348 - Paths of Glory, United States, 1957. Dir. Stanley Kubrick.

Thursday, December 13, 2017

348 - Paths of Glory, United States, 1957.  Dir. Stanley Kubrick.

The paths of glory lead but to the grave. - Thomas Gray, "Elegy Written in a Country Churchyard."

You can be saved.

Saved?  I'll be saved?

Father Dupree is giving comfort to Private Pierre Arnaud.  He is here to administer Last Rites.  Arnaud is having a hard time being comforted.  He is about to die tomorrow.  Shot by a firing squad.  Made up of his own men.  Because he was court-martialed.  The charge: Cowardice in the Face of the Enemy.  How did Arnaud show cowardice?  He did not.  He has been awarded twice for valor.  Why was he court-martialed?  He was chosen by lot.  At random.

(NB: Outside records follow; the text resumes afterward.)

PR #6077, opened 2023-10-05
refactor: add tr_torrent::Error helper class

ckerr:
Another incremental PR to reduce `tr_torrent`  sprawl by dividing its code into more self-contained chunks.

This replaces three error fields (`error`, `error_string`, and `error_announce_url`) with a single `error` field that is an instance of a new helper class to improve semantics, e.g. client code can call `error().set_tracker_warning()` instead of manually updating all the fields.

### DIFF
--- a/libtransmission/inout.cc
+++ b/libtransmission/inout.cc
@@ -220,7 +220,7 @@ int readOrWritePiece(tr_torrent* tor, IoMode io_mode, tr_block_info::Location lo
 
         if (error != nullptr) // if IO failed, set torrent's error if not already set
         {
-            if (io_mode == IoMode::Write && std::empty(tor->error()))
+            if (io_mode == IoMode::Write && tor->error().error_type() != TR_STAT_LOCAL_ERROR)
             {
                 tor->error().set_local_error(error->message);
                 tr_torrentStop(tor);
--- a/libtransmission/inout.cc
+++ b/libtransmission/inout.cc
@@ -218,11 +218,11 @@ int readOrWritePiece(tr_torrent* tor, IoMode io_mode, tr_block_info::Location lo
         tr_error* error = nullptr;
         readOrWriteBytes(tor->session, tor, io_mode, file_index, file_offset, buf, bytes_this_pass, &error);
 
-        if (error != nullptr)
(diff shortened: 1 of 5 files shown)


libtransmission/inout.cc
```diff
@@ -218,11 +218,11 @@ int readOrWritePiece(tr_torrent* tor, IoMode io_mode, tr_block_info::Location lo
         tr_error* error = nullptr;
         readOrWriteBytes(tor->session, tor, io_mode, file_index, file_offset, buf, bytes_this_pass, &error);
 
-        if (error != nullptr)
+        if (error != nullptr) // if IO failed, set torrent's error if not already set
         {
-            if (io_mode == IoMode::Write && tor->error != TR_STAT_LOCAL_ERROR)
+            if (io_mode == IoMode::Write && std::empty(tor->error()))
```
tearfur, line 223: Is this change intended?

libtransmission/torrent.cc
```diff
@@ -2282,9 +2311,9 @@ void tr_torrent::set_download_dir(std::string_view path, bool is_new_torrent)
             recheck_completeness();
         }
     }
-    else if (error == TR_STAT_LOCAL_ERROR && !setLocalErrorIfFilesDisappeared(this))
+    else if (!std::empty(error_) && !setLocalErrorIfFilesDisappeared(this))
```
tearfur, line 2314: Is it better to have the "files disappeared" local error overwrite the existing tracker warning/error?

If no, then this will revert the behaviour:

```suggestion
    else if (error_.error_type() != TR_STAT_LOCAL_ERROR && !setLocalErrorIfFilesDisappeared(this))
```

libtransmission/inout.cc
ckerr: thanks. reverted in 599a426a1f383ed820c72a54e1ebbc9b13084200

libtransmission/torrent.cc
ckerr: restored it to the previous code in e9dd5001122679ad7a8e463c8c481e486b140380

tearfur (approved):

Arnaud is not alone.  Two other men stand charged with him.

Private Maurice Ferol.  Who was chosen because he lacks social skills.

And Corporal Philippe Paris.  Why him?  Because his superior officer, Lieutenant Roget, is covering himself.  Roget, who drinks on the job, took Paris and another man, a scout, out into No Man's Land on a scouting mission.  Roget sent the scout ahead of them alone.  Paris noted that they should stay together, but Roget was visibly afraid.  He did not want to go any further.  In fact, he decided to return before the scout came back.  So he threw a grenade in the general direction and cut and ran, leaving even Paris.  Paris went forward and found the scout's body.  Killed by Roget's grenade.  When Paris returned to the trench, Roget was shocked to see him.  Roget, while drinking, had already started writing his report, which was going to state that both men, the scout and Paris, had died.

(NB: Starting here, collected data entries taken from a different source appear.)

PR #6079, opened 2023-10-06
fix: low priority not working

tearfur:
If I understood the code correctly, low priority has never worked since the birth of priorities in Transmission 03fa0b3e7d1e8987748af710ed83a31adb3e49ec.
Low priority torrents will always end up behaving as normal priority because the parent (session bandwidth or bandwidth group) is always on normal priority.

In this PR:
- The lower of the parent and self priorities will be taken instead.
- The session bandwidth and all bandwidth groups now has "high" priority to accomodate for the previous point. The rest of the bandwidth objects will still have "normal" priority by default.

Notes: Fixed `1.60` bug where low priority torrents are behaving as normal priority.


tearfur:
#### Note to reviewers

I'm not 100% positive that the session bandwidth and bandwidth groups are the only `tr_bandwidth` objects that needs to have "high" priority by default. Please point out anything I am missing 🙏🏻 .

ckerr:
Maybe `tr_bandwidth::priority_` should be a `std::optional<tr_priority_t>` which is ignored iff unset. Then `top_bandwidth_` would always be unset, and the groups could be unset until/unless we ever add priority support to bandwidth groups.

As a separate question, would inverting the logic from `std::max()` to `std::min()` as this PR does just break it for high-priority torrents instead of low-priority ones?

tearfur:
> It seems like we really just need a way of telling the bandwidth priority tree to skip over some ancestors. Maybe `tr_bandwidth::priority_` should be a `std::optional<tr_priority_t>` which is ignored iff unset. Then `top_bandwidth_` would always be unset, and the groups could be unset until/unless we ever add priority support to bandwidth groups.

I like it, the code more closely reflects its semantics in this way. `std::max()` will work nicely here, since `std::optional`s that contains a value is always "larger than" one that does not.

Just wondering, how'd bandwidth groups that has a priority work? Would it set a cap to the priority of all torrents underneath, or something else?

> As a separate question, would inverting the logic from `std::max()` to `std::min()` as this PR does just break it for high-priority torrents instead of low-priority ones?

No, because the priority of `top_bandwidth_` and bandwidth groups will always be high, so it will not override high prioirty torrents underneath them.

On hindsight, I could have just kept `std::min()` and set `top_bandwidth_` and bandwidth groups to low priority. 🤡

ckerr:
> Just wondering, how'd bandwidth groups that has a priority work? Would it cap the priority of all torrents underneath, or something else?

That's what I had in mind, yes. Maybe you could mark an entire group as low priority or high priority.

tearfur:
> That's what I had in mind, yes. Maybe you could mark an entire group as low priority or high priority.

Right, then I'd better not `std::max()` for future-proofing's sake.

tearfur:
Opted for a new dummy priority level instead of using `std::optional`, the code is simpler this way.

tearfur:
Opted for a new dummy priority level instead of using `std::optional`, the code is simpler this way.

nevack:
@tearfur I think TeamCity was down at the time you pushed. Sanity check stuck in the void.
Can you try push again?

tearfur:
There, all green.

tearfur:
@ckerr Anything else needed from me to progress this PR?

libtransmission/bandwidth.cc
```diff
@@ -223,7 +225,7 @@ void tr_bandwidth::allocate(uint64_t period_msec)
     // allocateBandwidth () is a helper function with two purposes:
     // 1. allocate bandwidth to b and its subtree
     // 2. accumulate an array of all the peerIos from b and its subtree.
-    this->allocate_bandwidth(TR_PRI_LOW, period_msec, refs);
+    this->allocate_bandwidth(TR_PRI_NONE, period_msec, refs);
```
tearfur, line 228: I'm thinking maybe adding a new value in the public API just to use it as a placeholder is not a good practice. Maybe something like this will be better, and then it will make sense to backport. WDYT?

```suggestion
    allocate_bandwidth(std::numeric_limits<tr_priority_t>::max(), period_msec, refs);
```

ckerr: It probably is better practice to change `transmission.h` as little as possible in the 4.0.x series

Lieutenant Roget's cowardice is stunning.  So is his gall.

When Roget is asked to select a man from his company to send up for court-martial, he selects Paris.  The brave Paris.  To be court-martialed.  With the sentence to be death by firing squad.  Roget is already responsible for the scout's death.  Now he will be responsible for Paris' death.

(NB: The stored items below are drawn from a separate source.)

PR #6082, opened 2023-10-06
fix: only consider piece data in bandwidth limit

### LINKED ISSUE #5952: Download speeds have decreased

tearfur:
Fixes #5952.

Notes: Fixed `4.0.4` decreased download speeds for people who set a low upload bandwidth limit.


ckerr (approved):
I'm not convinced this fixes 5952, but agree it's plausible if caused by 22da17f13fdd7c819bbea025939adcadf57bcc23.

...but I'm _also_ not convinced that this code is still necessary. Even if this doesn't fix the issue, I think it would be worthwhile to merge this and get some real-world testing in the nightlies.

tearfur:
@ckerr There has been some discussion over on #5952. You can start reading from https://github.com/transmission/transmission/issues/5952#issuecomment-1750093580 if you'd like some more input.

I think I'll leave this PR as draft for a few more days. If all is well, then I will merge the 2 signatures of `tr_bandwidth::clamp()` into 1.

Coeur (approved):
People likely clamp their speed in order to temporarily run other high-bandwidth consuming activities (streaming, video call)... they have likely a good connection in 2023 that would support the minimal traffic (otherwise, their experience of nowadays internet must be hard).

ckerr (approved):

Paths of Glory appears to be a war film but shifts rather quickly into a political drama set during wartime.

It is the French military.  It is during World War 1.  The American actors are using their own accents so that they do not sound like fake French accents.

Kirk Douglas stands strong as the stolid and moral Colonel Dax.

Ralph Meeker plays the doomed Corporal Paris.

We saw Ralph Meeker back in January in the film Kiss Me Deadly (1955).  He seems older there than he does here.  Yet this film was made two years later.

          028 - Kiss Me Deadly, United States, 1955.  Dir. Robert Aldrich.
          http://realbillbillions.blogspot.com/2017/01/028-kiss-me-deadly-1955-united-states.html

Adolphe Menjou plays General George Broulard, the top general, the one with the power to grant power, the one who can give the promotion which starts the chain in motion.  He lives in a chateau.  He hosts balls.  He believes he is above all of this.

George Macready plays the smarmy General Paul Mireau.  We just saw him as Ballin Mundson, Gilda's husband in Gilda (1946)!  A film he made eleven years before.

         316 - Gilda, United States, 1946.  Dir. Charles Vidor.
         http://realbillbillions.blogspot.com/2017/11/316-gilda-united-states-1946-dir.html

Stanley Kubrick was 28 when he made this film.  Yet he already had a sure sense of who he was as an artist.

The political tension is palpable.

The human abuse of power is real.

Colonel Dax has a heavy weight to bear.